Friday, June 1, 2018

39 weeks

I can't believe I am still carrying this little girl around. This is the longest I've gone in a pregnancy. My other 2 girls were 38 weeks and my guy was 36 almost 37 weeks. I think I've made it too comfy in there for her. I feed her good food and give her anything she asks for basically. Spoiled rotten. At this point, I'm super miserable. Sleep at night is a joke. I toss and turn and then when I finally do get to sleep I need to wake up and pee. My back aches horribly every morning. I've tried all the wives tales to try and kick start labor and none of them have worked. It's just so bizarre that she doesn't want to come out. Since 35 weeks, I've been stuck at 3cm dilated and 50% effaced. On days I go to the doctor I seem to be in a bad mood because I know in my heart nothing has changed. I know it's best she stay in as long as possible but if you haven't been pregnant, then you don't get it. The pain and the aches your body goes through. And on top of all the aches and pains, dealing with contractions that don't progress you! Once a week or week and a half I've been in labor and delivery for contractions that last for 2 or 3 hours being 5 minutes apart and then stopping. More frustration to add to it all.

Yesterday I tried my hardest to do something fun with my kids. I'm like lets go to the zoo! Well, we were able to see 3 animals, all at the front of the zoo. I couldn't handle it. I felt completely awful. I made my 9 year old upset. She didn't really talk with me the rest of the day. I wanted so badly to see more of the animals and to try and take a peek at the new exhibit that will be opening up in a couple of weeks. I tried making it up to them by getting them each something from the gift shop. Kayla(oldest) got some Floof. It's like play-doh but less messier. Emma(middle) got a stuffed monkey, and Alex(youngest) got a stuffed elephant. It still didn't help them cheer up much but it helped some.
The past few Saturdays I've gone out with my mom  to Toys R Us since they are closing all the stores. At my store, stuff is marked 40-60% off I believe. So my mom got me some bassinet sheets and a high chair.The highchair was originally $50 but we paid like $30. So that was a good deal. Plus it was the last one left. Had to grab it. This girl is set on everything she needs. Mommy and Daddy are more than prepared for her arrival.

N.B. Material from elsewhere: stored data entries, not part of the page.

PR #316114, opened 2026-05-12
chat: custom trajectory compaction model

gryan11:
﻿# chat: route conversation-history compaction to the trajectory-compaction CAPI model (`usePrismCompaction`)

Adds a flag-gated route for conversation-history compaction so we can run summarisation against a dedicated, lighter model instead of the main agent endpoint.

## What changes

When `chat.conversationCompaction.usePrismCompaction` is enabled **and** the active agent model matches `chat.conversationCompaction.prismModelFilter`, both the foreground (`/compact`) and background auto-compaction paths resolve their endpoint to the `trajectory-compaction` model via the standard CAPI endpoint provider (regular chat completions ΓÇö not a separate proxy). When the flag is off, behavior is **byte-identical** to upstream (the off-flag execution path is physically the original code).

### Settings

- `chat.conversationCompaction.usePrismCompaction` (ExperimentBased boolean, default `false`) ΓÇö master enable flag
- `chat.conversationCompaction.model` (ExperimentBased string, default `''`) ΓÇö when set, overrides the default `trajectory-compaction` family
- `chat.conversationCompaction.prismModelFilter` (ExperimentBased string, default `'claude-haiku-4.5,claude-sonnet-4.5,claude-sonnet-4.6,gemini-2.5-pro,gemini-3-flash,gemini-3.5-flash'`) ΓÇö comma-separated, case-insensitive substring filter against the agent model id and family; empty string = no filter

So with Brianna not being here yet, my brain started turning. I have some theories on why she refuses to come out. They are silly so you have been warned. The first theory is we don't have her middle name picked out. With my other 3 we had their names fully picked out months in advance. We just can't seem to decide on one yet. I've given some that I like but you know how men are and say no about everything. Ugh. Pain in my ass. I've suggested Lynn, Erin, and Rey. I'm determined to have a child with some kind of Star Wars name in their name. Yes I'm a Star Wars geek. Could you not tell from my night gown above?  M second theory is I've been using a lot of products with eucalyptus. I'm wondering if the smell is very calming and calming my body down to not go into labor. I have a candle, pillow spray, and lotion. All from Bath and Body. It's a smell I love. I've calmed down with the spray and candle but the lotion is hard to slow down on. I've been trying to use my lavender lotion lately now.

My next OB appointment I will be one day away from 40 weeks! I will have to discuss with my doctor what the next steps will be if I don't go into labor before then. I asked her at my last appointment to strip my membranes but she said with me being 3cm already there wouldn't be much to strip. I've also heard from some people that it honestly didn't help them. So my other 2 options would be induction or c-section. I hate c-section recovery. I want to avoid a c-section if possible. The nurses at the office think if I do get induced it would be the 13th of June. I'm like "Ugh, I really don't want her born on the 13th." But we'll see what my doctor says when I see her next Wednesday.